It kind of looks like in this case the operators of the community are going to
cut out the middleman.

------
jug
So is this a current problem that even needs to be solved?

Rarely have I seen a programming language community turning so vile that wide
reaching rules need to be established.

I agree with the concern voiced here that it could be (ab)used to stifle
unwelcome discussion, even if the points all look nice and all at first sight.
The problem with these is that they are so, so very subjective. When was
something even "snarky", when does something "derail" a discussion, and
perhaps toughest of all, how do you properly identify "microaggressions,
subconcious actions that marginalize oppressed people", judging intents per
definition not even conciously made!

Again, is this even a problem that needs to be solved, or is discussion
thriving today? This should be the number one question. Number two: Which, if
any, problems need rules today? No more than necessary, no less.

------
slang800
> For a community of this scale to survive and prosper, it needs guidelines to
> encourage productive and positive experiences, and to effectively deal with
> negative experiences.

Nope - actually it doesn't need any guidelines for its experiences because it
is software, not an ideology. You can block spam and moderate discussions in
whatever forums and mailing lists you own, but to associate a programming
language with your arbitrary set of social norms is absurd. If anything, it is
exclusionary toward people who don't subscribe to the "your freedom of speech
ends where my feelings begin" world-view.

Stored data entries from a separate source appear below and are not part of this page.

PR #96174, opened 2026-07-24
Fulfill route cache entries with fresh objects to avoid map deprecation

acdlite:
## Root cause

`fulfillRouteCacheEntry` fulfilled a pending `RouteCacheEntry` by mutating its null-initialized fields in place (`tree`, `canonicalUrl`, `metadata`, `renderedSearch`, ...) and adding a new `hasDynamicRewrite` field. The first fulfillment in an isolate generalized the pending shape's field representations (null → object/string), deprecating the hidden class shared by all route cache entries. Every optimized reader of route entries then hit a one-time wrong-map deopt, and readers of fulfilled entries stayed permanently polymorphic because entries fulfilled in place had a different hidden class than the fulfilled-entry literals in `matchKnownRoute` and `deprecated_requestOptimisticRouteCacheEntry`.

Observed with `pnpm bench:deopt --scenario segment-cache`: `map,Deprecate` of the route entry chain fires mid-workload, immediately followed by the `hasDynamicRewrite` LoadIC going polymorphic (`1->P`), plus polymorphic ICs on `tree`, `metadata`, `status`, `canonicalUrl`, `renderedSearch`, `staleAt`, `couldBeIntercepted`, `supportsPerSegmentPrefetching`, and `version` across `navigation.ts`, `scheduler.ts`, and `optimistic-routes.ts`.

## Fix

- `fulfillRouteCacheEntry` now constructs the fulfilled entry as a fresh object and swaps it into the pending entry's cache map slot via a new `replaceCacheMapValue` helper (transfers the `ref` back-pointer and LRU slot; no-op if the entry was detached or lazily evicted). The pending shape is never generalized.
- All fulfilled entries are allocated through a single factory, `createFulfilledRouteCacheEntry` (also used by `matchKnownRoute` and `deprecated_requestOptimisticRouteCacheEntry`), so every fulfilled entry shares one hidden class regardless of how it was created.
- The `InliningHintsStale` already-expired timestamp is `now - 1` instead of `-1`, so `staleAt` is always a double and never flips the field's representation from Smi.
- Scope is route entries only. Segment entries still fulfill in place and are a possible follow-up.

## Identity-swap safety audit

Every holder of a pending route entry across the fulfillment boundary was audited:

- **Cache map slot + `ref` back-pointer** (`cache-map.ts`): the swap choke point; handled by `replaceCacheMapValue`.
- **`fetchRouteOnCacheMiss` local `entry`**: the only caller holding the pending entry across the boundary. Its single post-fulfillment use (the `!couldBeIntercepted` re-key) now uses the entry returned from `discoverKnownRoute` / `writeDynamicTreeResponseIntoCache` (which now returns the latest entry; on rejection it returns the original entry, matching the previous re-key behavior).
- **`blockedTasks` waiters**: tasks never hold the entry; `pingBlockedTasks` consumes the old entry's set and re-queued tasks re-read via `readOrCreateRouteCacheEntry` on the next ping.
- **Scheduler locals** (`pingRoute`, `pingRootRouteTree`): used synchronously within a single ping; fulfillment only happens in async continuations, so no interleaving. Status mutations in the Empty branch stay on the pending shape (Smi/number stores, no generalization).
- **Navigation** (`navigation.ts`): reads the map synchronously at navigation time; pending entries are not retained.
- **`knownRoutePart.pattern`** (`optimistic-routes.ts`): only ever assigned fulfilled entries, always from the factory's return value.
- Rejection (`rejectRouteCacheEntry`) keeps identity: it only writes `status`/`staleAt` (Smi/double into existing fields), which does not change the hidden class.
- No WeakMap/WeakSet keys, no `===` identity comparisons on route entries, no bfcache or navigation-testing-lock references (those track segment entries only), and no consumers outside `segment-cache/` + `router-reducer/` handle route entry objects.

## Before/after (bench:deopt, segment-cache scenario)

```
BEFORE (canary + in-place fulfillment)
  Findings: 102 matching filters (ic-polymorphic: 88)
  hasDynamicRewrite LoadIC: 0->1, then 1->P (two maps) right after map,Deprecate of the route entry chain mid-workload
  Polymorphic ICs on fulfilled-entry fields in navigation.ts, scheduler.ts, optimistic-routes.ts:
    canonicalUrl, tree, metadata, status, renderedSearch, hasDynamicRewrite,
    couldBeIntercepted, supportsPerSegmentPrefetching, staleAt, size, version

AFTER (this PR)
  Findings: 80 matching filters (ic-polymorphic: 66-69 across runs)
  hasDynamicRewrite LoadIC: 0->1 only (single map, monomorphic for the whole workload)
  All fulfilled-entry field ICs above: cleared (monomorphic)
  Route-entry map deprecations during the workload: none
    (only the init-time literal boilerplate setup at first allocation, before any code is optimized)
```

The `matchKnownRoutePart wrong map` line still appears in the findings snapshot, but its cause changed: the V8 log shows the IC stays monomorphic and no route-entry map is deprecated during the workload. The residual 1x deopt is the first-allocated instance lazily migrating from the literal boilerplate's initial map chain (an unavoidable per-isolate warm-up artifact of object literals), not the recurring deprecation + polymorphism this PR removes. `isValueExpired wrong map` also remains: that site is inherently polymorphic across route/segment/bfcache entry kinds and was not triggered by route entry deprecation alone. No new high-severity findings.

## Tests

- `test/e2e/app-dir/segment-cache/basic` (test-start-turbo): 10 passed, 1 skipped
- `test/e2e/app-dir/segment-cache/revalidation` (test-start-turbo): 6 passed
- `pnpm --filter=next types`: pass

### DIFF
--- a/packages/next/src/client/components/segment-cache/cache-map.ts
+++ b/packages/next/src/client/components/segment-cache/cache-map.ts
@@ -418,6 +418,38 @@ function setMapEntryValue(entry: UnknownMapEntry, value: MapValue): void {
   }
 }
 
+/**
+ * Replaces the value stored in the cache map with a new value, in place. The
+ * new value takes over the old value's slot (and its position in the LRU),
+ * and the `ref` back-pointer is transferred.
+ *
+ * This is used when fulfilling a pending entry: rather than mutating the
+ * pending object's fields in place (which would change the pending object's
+ * hidden class), the fulfilled entry is constructed as a fresh object and
+ * swapped into the map slot.
+ *
+ * The caller is responsible for carrying over `size` to the new value so the
+ * LRU accounting stays consistent.
+ *
+ * No-op if the old value is not (or is no longer) in the map, e.g. because it
+ * was lazily evicted while a request was in flight.
+ */
+export function replaceCacheMapValue(
+  oldValue: MapValue,
+  newValue: MapValue
+): void {
+  const entry = oldValue.ref
+  oldValue.ref = null
+  if (entry === null || entry.value !== oldValue) {
+    // The old value is not a member of any map. (The second check handles a
+    // stale back-pointer: lazy eviction clears the map entry's value without
+    // clearing the value's `ref`.)
+    return
+  }
+  entry.value = newValue
+  newValue.ref = entry
+}
+
 export function deleteFromCacheMap(value: MapValue): void {
   const entry = value.ref
   if (entry === null) {
--- a/packages/next/src/client/components/segment-cache/cache.ts
+++ b/packages/next/src/client/components/segment-cache/cache.ts
@@ -80,6 +80,7 @@ import {
   setInCacheMap,
   setSizeInCacheMap,
   deleteFromCacheMap,
+  replaceCacheMapValue,
   isValueExpired,
   EntryStatus,
   type CacheMap,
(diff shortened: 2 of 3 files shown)


acdlite:
Closing after cost/benefit discussion. The deopt this fixes is a one-time-per-isolate warmup event: the pending-entry map is deprecated on the first fulfillment, one optimized function takes a single wrong-map bailout, and after re-optimization the steady state is effectively monomorphic again (all later entries are born on the migrated map). The residual cost is a couple of nanoseconds of extra map comparison on paths that run at prefetch/navigation frequency — not measurable in any user-facing metric.

Against that, the fix introduces a permanent identity-swap invariant: a route entry's object identity changes at fulfillment, and any future code that holds an entry reference across an await must know to re-read it. The audit in this PR shows current code is safe, but that's a subtle correctness constraint to carry forever for an unmeasurable win. The shape-unification benefits largely overlap #96164, which achieves them without changing entry identity.

The identity-swap audit and the raw V8 log analysis here remain useful reference material if fulfillment-related deopt churn ever shows up as a recurring (rather than one-time) event in bench/deopt runs.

> While a major goal of this proposal is to make the community more inclusive,
> this does by definition exclude people that cannot abide by the goals and
> principles of the code. I see this as a regrettable but necessary and
> inescapable design tradeoff. The implementation of the code may cause us to
> lose a few people, but we stand to gain much more.

You "stand to gain much more"? Who are you to decide that creating rules to
exclude one group of people in order to comfort another group is a good
decision? And it's not an "inescapable design tradeoff" \- you can escape the
design tradeoff by simply not adding your rules to the project.

> Examples of "microaggressions":

> \- J is a regular poster to the golang-nuts mailing list. On one thread,
> they make the comment "Go's type system is so simple even my grandma could
> understand it."

> \- Another poster points out that the comment goes against the code of
> conduct, since it marginalises women and the elderly by implying that
> something need be simple for an old woman to understand it.

The phrase "even my grandma could..." is a fairly common idiom and is not
meant to be taken literally. If anything, J's comment should be ignored
because J is just stating a random opinion. However, playing the devil's
advocate, I could say that the 2nd poster is actually committing a cultural
"microaggression" against J, and is marginalizing J for J's distinctive
dialect.

------
mveety
This is going to end badly. It's going to grow and eventually be used to
stifle dissenting comments and open discussion. The authors asking you not to
discuss this publically is very telling.